Saturday, December 23, 2006


TRIZ for the Real World

TRIZ for the Real World

Title: Entrepreneur of the year

End of year contradiction: there’s lots of good information in all the “best of the year” issues of magazines. But there’s less and less time to read it and extract useful lessons. BUT this is not going to be a TRIZ lesson on contradictions—just a quick view of a really great article.

Inc. magazine’s Entrepreneur of the Year is Ken Hendricks, who started his career as a roofer and is now #107 on the richest people list, at $2.6 billion. One of the things he is most proud of is that creating businesses means creating jobs and creating opportunities—at a recent managers’ meeting, more than half of the 600 managers had started with the company as warehouse workers, truck drivers, or—yes!—roofers.

Does entrepreneur = innovator? In this case, YES. His business mantra is simple:
Create Jobs
Eliminate Waste
Preserve Value

An example of all 3: one company was paying for disposal of broken pallets. Now, there is another company in the group that recycles pallets.

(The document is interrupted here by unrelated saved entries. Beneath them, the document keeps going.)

PR #5253, opened 2022-06-21
Fix BloomPUB preview when book file name has parentheses (BL-11352)

andrew-polk:
This change is [Reviewable](https://reviewable.io/reviews/bloombooks/bloomdesktop/5253)

### DIFF
--- a/src/BloomExe/Publish/Android/PublishToAndroidApi.cs
+++ b/src/BloomExe/Publish/Android/PublishToAndroidApi.cs
@@ -594,9 +594,9 @@ namespace Bloom.Publish.Android
 		internal bool LicenseOK;
 
 		/// <summary>
-		/// Generates a .bloompub file from the book
+		/// Generates an unzipped, staged BloomPUB from the book
 		/// </summary>
-		/// <returns>A valid, well-formed URL on localhost that points to the bloompub</returns>
+		/// <returns>A valid, well-formed URL on localhost that points to the staged book's htm file</returns>
 		public string MakeBloomPubForPreview(Book.Book book, BookServer bookServer, WebSocketProgress progress, Color backColor, AndroidPublishSettings settings = null)
 		{
 			progress.Message("PublishTab.Epub.PreparingPreview", "Preparing Preview");	// message shared with Epub publishing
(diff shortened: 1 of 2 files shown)


hatton (changes requested):
> *[Reviewable](https://reviewable.io/reviews/bloombooks/bloomdesktop/5253)* status: 0 of 2 files reviewed, 1 unresolved discussion (waiting on @andrew-polk and @hatton)

___
*[`src/BloomExe/web/BloomServer.cs` line 453 at r1](https://reviewable.io/reviews/bloombooks/bloomdesktop/5253#-N56iWGjEGnIqCxYDedN:-N56iWGjEGnIqCxYDedO:b2ta242) ([raw file](https://github.com/bloombooks/bloomdesktop/blob/be025305e54093657663cec8dfe509bb2270c561/src/BloomExe/web/BloomServer.cs#L453)):*
> ```Smalltalk
> 			{
> 				info.ResponseContentType = "text/html";
> 				info.WriteCompleteOutput($"<meta http-equiv=\"Refresh\" content=\"0; url='{PublishToAndroidApi.PreviewUrl}'\" />");
> ```

I don't understand this change.

hatton (approved):
> *[Reviewable](https://reviewable.io/reviews/bloombooks/bloomdesktop/5253)* status: 0 of 2 files reviewed, 1 unresolved discussion (waiting on @andrew-polk and @hatton)

___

Another example: Hendricks operates world-wide, but the home office (and his home) is in Beloit, WI USA. A large company that made papermaking machines closed, putting 1500 people directly out of work, and approximately 3500 in the businesses that serviced those people. The buildings, over a million square feet, went unused. Hendricks bought the buildings, started or helped start a dozen businesses, and developed over 1400 jobs. And changed the look of the town, with giant murals on the factory.

The reporter makes asked Hendricks when NOT to buy a business, and he rejected the question:
Wrong location? Move it
Wrong people? Make changes
Wrong industry? “I don’t believe it...machine tools … coal ….It’s how you look at something and how it’s managed that make the difference.”

I recommend the article—
It is worth your time no matter what your interest in innovation.

Best wishes for a happy, healthy, peaceful and creative 2007!

Saturday, December 16, 2006


Real Cultural Change

One concern of the “innovation community” is the need for massive cultural change to convert old-style, business-as-usual organizations to aggressive, change-hungry, experimental innovation organizations. And the history of cultural change is not good—various studies of corporate change initiatives have failure rates ranging from 50 to 95%--and the bigger the change, the higher the failure rate.

So it was a great pleasure on Dec. 15 to hear the UTC (United Technologies) story from Dr. Ralph Wood, who has been a member of the change team for more than ten years. The discussion was hosted by Dr. Bill Bellows, as one of the “Ongoing Discussions” of the In2:InThinking Network. See -- I recommend signing up for the newsletter, and for the discussions. To quote from their home page:

The aim of the In2:InThinking Network is to promote study and awareness of individual and collective thinking about sub-systems, psychology, variation, knowledge, and their interactions - elements recognized as the basis of Dr. W. Edwards Deming's “System of Profound Knowledge (SoPK).

The concept of “inThinking” derives from “thinking about thinking”, where thinking is defined as “a way of reasoning.” InThinking invites an individual to learn to perceive the patterns of interdependencies surrounding him or her and to reason and judge with this insight.

Ralph focused on UTC’s conversion from a conventional business in trouble with both the SEC and the EPA, to a performance culture, where the visible artifacts of the company (results, operational systems, policies, processes, measurement systems, behaviors, …) are aligned with the purpose and guiding principles of the organization. It has been a long journey, and there have been a lot of lessons learned along the way.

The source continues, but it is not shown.